BRIEF → Your task is to repeat exactly the lines below between the line holding "options, arguments = parser.parse_args(argv[2:])" and the line holding "1. AutoPkgr or", inclusive, and only those.

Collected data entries
==*==
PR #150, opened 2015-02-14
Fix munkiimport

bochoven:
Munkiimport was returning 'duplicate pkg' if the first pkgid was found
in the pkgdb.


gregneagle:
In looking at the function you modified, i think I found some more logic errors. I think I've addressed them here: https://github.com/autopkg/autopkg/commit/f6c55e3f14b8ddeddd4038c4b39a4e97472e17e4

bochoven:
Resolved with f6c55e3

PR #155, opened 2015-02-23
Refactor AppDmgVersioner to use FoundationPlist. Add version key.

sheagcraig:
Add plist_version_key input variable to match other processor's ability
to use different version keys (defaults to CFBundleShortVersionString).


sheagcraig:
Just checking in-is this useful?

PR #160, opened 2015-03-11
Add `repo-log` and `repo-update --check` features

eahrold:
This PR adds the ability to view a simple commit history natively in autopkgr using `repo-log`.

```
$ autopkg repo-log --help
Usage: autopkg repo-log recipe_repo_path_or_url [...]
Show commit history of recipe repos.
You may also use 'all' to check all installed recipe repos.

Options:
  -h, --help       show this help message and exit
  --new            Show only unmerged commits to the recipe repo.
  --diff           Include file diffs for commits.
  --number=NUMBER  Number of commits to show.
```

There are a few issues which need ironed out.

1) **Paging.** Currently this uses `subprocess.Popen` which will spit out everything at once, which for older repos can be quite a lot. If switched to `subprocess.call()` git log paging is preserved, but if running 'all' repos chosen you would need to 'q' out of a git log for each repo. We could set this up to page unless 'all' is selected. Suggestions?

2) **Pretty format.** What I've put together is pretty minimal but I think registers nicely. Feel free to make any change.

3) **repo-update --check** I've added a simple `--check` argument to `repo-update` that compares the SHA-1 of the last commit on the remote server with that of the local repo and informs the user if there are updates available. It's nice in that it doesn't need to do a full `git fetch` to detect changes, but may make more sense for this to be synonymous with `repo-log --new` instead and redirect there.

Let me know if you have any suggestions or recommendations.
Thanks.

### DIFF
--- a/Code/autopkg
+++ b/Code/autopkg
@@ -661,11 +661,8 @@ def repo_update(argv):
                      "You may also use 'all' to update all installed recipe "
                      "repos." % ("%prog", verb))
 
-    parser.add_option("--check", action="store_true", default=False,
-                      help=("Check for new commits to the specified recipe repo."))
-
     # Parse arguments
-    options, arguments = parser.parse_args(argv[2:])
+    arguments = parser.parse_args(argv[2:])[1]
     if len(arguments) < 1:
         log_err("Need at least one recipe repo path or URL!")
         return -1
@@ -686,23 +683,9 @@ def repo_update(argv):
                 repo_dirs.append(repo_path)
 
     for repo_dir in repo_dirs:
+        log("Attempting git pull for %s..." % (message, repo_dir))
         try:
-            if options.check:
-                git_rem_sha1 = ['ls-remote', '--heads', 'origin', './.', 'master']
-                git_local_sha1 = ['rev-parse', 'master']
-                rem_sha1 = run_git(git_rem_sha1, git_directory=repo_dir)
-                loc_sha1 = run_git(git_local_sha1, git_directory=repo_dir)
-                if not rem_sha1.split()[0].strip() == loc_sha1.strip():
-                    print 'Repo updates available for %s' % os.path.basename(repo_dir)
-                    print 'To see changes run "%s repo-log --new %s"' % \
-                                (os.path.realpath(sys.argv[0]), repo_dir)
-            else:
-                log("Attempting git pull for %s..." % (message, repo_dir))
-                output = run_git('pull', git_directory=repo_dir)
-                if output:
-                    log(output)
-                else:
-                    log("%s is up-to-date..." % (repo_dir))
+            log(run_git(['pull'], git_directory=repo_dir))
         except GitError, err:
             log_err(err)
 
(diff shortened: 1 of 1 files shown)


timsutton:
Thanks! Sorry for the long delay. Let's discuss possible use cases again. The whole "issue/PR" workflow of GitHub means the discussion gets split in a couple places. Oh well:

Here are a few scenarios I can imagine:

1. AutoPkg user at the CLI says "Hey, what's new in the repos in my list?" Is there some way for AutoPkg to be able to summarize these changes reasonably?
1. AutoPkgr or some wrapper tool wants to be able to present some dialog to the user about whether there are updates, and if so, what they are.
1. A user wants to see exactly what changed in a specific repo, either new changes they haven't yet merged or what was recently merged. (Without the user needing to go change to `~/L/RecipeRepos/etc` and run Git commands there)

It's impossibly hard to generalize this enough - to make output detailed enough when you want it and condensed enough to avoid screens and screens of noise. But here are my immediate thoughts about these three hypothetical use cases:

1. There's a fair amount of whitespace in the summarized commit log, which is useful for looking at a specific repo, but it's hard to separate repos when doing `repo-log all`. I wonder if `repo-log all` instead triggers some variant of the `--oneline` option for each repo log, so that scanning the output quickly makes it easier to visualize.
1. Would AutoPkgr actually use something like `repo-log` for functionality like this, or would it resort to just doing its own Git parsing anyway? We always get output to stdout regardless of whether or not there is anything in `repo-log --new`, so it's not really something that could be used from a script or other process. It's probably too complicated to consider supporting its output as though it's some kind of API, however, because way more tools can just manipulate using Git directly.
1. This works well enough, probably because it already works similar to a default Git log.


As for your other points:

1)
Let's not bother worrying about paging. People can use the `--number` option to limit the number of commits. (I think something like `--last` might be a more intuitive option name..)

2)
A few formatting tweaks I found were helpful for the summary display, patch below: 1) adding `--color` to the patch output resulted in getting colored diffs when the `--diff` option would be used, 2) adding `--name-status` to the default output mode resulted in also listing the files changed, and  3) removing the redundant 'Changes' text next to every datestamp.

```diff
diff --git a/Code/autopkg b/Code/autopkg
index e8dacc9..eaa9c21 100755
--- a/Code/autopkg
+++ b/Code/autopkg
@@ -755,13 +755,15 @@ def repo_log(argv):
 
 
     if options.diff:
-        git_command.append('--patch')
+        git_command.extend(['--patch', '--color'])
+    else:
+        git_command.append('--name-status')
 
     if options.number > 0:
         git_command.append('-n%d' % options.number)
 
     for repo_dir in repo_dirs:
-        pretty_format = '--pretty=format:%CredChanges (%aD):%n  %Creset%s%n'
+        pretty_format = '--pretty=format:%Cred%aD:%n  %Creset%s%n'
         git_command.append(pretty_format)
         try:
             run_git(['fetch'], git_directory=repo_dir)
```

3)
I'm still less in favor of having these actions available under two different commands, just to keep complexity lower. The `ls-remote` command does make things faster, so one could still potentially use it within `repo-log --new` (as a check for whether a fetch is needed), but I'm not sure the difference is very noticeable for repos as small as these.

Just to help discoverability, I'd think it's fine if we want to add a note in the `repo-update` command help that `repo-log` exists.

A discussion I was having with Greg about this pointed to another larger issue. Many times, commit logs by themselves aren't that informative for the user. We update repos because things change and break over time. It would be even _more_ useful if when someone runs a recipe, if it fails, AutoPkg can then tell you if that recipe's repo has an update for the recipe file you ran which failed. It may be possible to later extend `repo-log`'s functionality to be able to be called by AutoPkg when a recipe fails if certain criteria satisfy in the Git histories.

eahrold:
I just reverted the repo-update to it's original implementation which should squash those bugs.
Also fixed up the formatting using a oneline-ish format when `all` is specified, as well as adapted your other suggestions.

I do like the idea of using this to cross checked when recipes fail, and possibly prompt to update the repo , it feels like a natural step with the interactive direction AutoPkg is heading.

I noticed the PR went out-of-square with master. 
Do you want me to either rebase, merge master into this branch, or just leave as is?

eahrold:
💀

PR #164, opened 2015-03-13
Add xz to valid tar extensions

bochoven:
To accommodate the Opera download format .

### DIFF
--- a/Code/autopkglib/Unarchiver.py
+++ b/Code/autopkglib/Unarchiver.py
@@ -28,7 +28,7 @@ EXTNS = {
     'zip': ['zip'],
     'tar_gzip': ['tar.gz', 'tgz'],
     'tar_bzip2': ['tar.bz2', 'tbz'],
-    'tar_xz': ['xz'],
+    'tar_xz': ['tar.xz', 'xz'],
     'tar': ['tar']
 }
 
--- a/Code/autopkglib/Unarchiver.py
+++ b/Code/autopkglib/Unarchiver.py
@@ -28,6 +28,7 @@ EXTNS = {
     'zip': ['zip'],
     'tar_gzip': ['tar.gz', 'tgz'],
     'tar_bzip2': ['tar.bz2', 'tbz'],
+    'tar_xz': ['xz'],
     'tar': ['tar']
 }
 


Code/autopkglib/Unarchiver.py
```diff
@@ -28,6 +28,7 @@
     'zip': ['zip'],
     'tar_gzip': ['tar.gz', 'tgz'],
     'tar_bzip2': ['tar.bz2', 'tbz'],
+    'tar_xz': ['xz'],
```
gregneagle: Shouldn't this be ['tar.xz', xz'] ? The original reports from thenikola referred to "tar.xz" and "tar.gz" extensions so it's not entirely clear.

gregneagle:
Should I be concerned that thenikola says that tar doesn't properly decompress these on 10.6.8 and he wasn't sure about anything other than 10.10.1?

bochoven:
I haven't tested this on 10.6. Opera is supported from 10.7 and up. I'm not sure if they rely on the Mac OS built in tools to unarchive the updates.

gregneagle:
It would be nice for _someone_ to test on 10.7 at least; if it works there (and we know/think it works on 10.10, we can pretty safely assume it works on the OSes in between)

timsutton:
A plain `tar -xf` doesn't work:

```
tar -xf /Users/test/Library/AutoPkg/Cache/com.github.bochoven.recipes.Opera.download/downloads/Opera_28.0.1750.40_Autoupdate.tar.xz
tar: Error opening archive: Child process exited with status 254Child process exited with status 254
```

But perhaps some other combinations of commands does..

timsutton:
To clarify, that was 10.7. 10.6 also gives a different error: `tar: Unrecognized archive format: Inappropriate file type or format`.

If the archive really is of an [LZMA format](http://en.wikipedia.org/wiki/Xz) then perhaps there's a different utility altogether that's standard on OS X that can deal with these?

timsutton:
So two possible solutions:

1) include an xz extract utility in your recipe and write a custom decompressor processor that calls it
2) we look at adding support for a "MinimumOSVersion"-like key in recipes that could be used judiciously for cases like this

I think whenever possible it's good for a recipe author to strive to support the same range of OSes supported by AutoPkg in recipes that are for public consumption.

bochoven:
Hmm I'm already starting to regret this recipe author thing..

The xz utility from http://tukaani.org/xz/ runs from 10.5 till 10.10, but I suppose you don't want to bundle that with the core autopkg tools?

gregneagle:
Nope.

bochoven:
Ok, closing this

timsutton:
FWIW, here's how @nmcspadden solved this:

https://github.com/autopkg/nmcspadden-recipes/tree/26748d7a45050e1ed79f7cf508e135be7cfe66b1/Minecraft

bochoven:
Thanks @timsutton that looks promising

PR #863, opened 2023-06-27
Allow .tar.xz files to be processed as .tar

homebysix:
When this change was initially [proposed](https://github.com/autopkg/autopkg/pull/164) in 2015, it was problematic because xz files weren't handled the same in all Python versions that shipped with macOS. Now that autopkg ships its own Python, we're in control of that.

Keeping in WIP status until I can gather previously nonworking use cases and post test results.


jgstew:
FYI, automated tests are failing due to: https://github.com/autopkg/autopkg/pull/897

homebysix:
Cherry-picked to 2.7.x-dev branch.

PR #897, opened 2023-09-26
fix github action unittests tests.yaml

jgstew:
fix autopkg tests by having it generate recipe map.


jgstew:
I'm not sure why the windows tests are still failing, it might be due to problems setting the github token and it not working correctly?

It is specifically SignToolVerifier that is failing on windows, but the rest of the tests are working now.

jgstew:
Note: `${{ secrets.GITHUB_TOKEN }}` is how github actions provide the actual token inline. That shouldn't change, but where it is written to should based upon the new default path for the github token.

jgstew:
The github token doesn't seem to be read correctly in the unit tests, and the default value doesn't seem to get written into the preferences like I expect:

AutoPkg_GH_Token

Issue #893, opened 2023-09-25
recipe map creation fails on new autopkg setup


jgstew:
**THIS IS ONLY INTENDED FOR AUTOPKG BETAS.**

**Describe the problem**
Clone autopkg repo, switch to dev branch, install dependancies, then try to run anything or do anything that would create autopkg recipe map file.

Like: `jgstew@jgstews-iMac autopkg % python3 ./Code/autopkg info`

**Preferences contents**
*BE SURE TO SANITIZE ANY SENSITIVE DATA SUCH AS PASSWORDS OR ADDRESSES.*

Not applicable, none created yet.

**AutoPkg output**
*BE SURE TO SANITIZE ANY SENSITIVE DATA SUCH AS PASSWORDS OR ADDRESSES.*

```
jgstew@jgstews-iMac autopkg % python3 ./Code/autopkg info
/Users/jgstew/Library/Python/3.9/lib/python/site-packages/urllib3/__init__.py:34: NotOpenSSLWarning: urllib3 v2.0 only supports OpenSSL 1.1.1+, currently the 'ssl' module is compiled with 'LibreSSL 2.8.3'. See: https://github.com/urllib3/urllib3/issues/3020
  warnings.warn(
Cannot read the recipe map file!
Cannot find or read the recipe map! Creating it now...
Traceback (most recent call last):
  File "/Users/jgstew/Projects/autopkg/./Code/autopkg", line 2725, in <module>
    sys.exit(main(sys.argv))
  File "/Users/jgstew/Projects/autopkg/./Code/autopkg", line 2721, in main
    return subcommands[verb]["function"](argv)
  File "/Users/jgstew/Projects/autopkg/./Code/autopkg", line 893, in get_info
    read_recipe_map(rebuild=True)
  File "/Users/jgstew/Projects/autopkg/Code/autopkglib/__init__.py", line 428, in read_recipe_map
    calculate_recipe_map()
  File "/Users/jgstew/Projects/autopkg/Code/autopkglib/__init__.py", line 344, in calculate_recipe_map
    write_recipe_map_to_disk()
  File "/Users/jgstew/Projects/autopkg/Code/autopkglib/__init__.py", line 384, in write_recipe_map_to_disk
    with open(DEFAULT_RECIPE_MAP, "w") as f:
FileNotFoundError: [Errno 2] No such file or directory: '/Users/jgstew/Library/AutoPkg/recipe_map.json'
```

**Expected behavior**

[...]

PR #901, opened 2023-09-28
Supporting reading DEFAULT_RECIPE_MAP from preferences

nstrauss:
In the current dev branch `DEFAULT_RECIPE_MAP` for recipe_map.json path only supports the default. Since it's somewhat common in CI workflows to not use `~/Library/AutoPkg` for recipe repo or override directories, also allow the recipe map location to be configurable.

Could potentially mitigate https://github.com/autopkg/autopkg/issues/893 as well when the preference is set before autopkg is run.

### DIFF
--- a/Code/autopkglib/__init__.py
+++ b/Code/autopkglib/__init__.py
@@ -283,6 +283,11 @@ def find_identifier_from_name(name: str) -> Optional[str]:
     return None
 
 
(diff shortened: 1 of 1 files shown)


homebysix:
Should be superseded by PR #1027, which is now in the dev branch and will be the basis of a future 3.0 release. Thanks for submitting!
==*==
REPLY →
-    options, arguments = parser.parse_args(argv[2:])
+    arguments = parser.parse_args(argv[2:])[1]
     if len(arguments) < 1:
         log_err("Need at least one recipe repo path or URL!")
         return -1
@@ -686,23 +683,9 @@ def repo_update(argv):
                 repo_dirs.append(repo_path)
 
     for repo_dir in repo_dirs:
+        log("Attempting git pull for %s..." % (message, repo_dir))
         try:
-            if options.check:
-                git_rem_sha1 = ['ls-remote', '--heads', 'origin', './.', 'master']
-                git_local_sha1 = ['rev-parse', 'master']
-                rem_sha1 = run_git(git_rem_sha1, git_directory=repo_dir)
-                loc_sha1 = run_git(git_local_sha1, git_directory=repo_dir)
-                if not rem_sha1.split()[0].strip() == loc_sha1.strip():
-                    print 'Repo updates available for %s' % os.path.basename(repo_dir)
-                    print 'To see changes run "%s repo-log --new %s"' % \
-                                (os.path.realpath(sys.argv[0]), repo_dir)
-            else:
-                log("Attempting git pull for %s..." % (message, repo_dir))
-                output = run_git('pull', git_directory=repo_dir)
-                if output:
-                    log(output)
-                else:
-                    log("%s is up-to-date..." % (repo_dir))
+            log(run_git(['pull'], git_directory=repo_dir))
         except GitError, err:
             log_err(err)
 
(diff shortened: 1 of 1 files shown)


timsutton:
Thanks! Sorry for the long delay. Let's discuss possible use cases again. The whole "issue/PR" workflow of GitHub means the discussion gets split in a couple places. Oh well:

Here are a few scenarios I can imagine:

1. AutoPkg user at the CLI says "Hey, what's new in the repos in my list?" Is there some way for AutoPkg to be able to summarize these changes reasonably?
1. AutoPkgr or some wrapper tool wants to be able to present some dialog to the user about whether there are updates, and if so, what they are.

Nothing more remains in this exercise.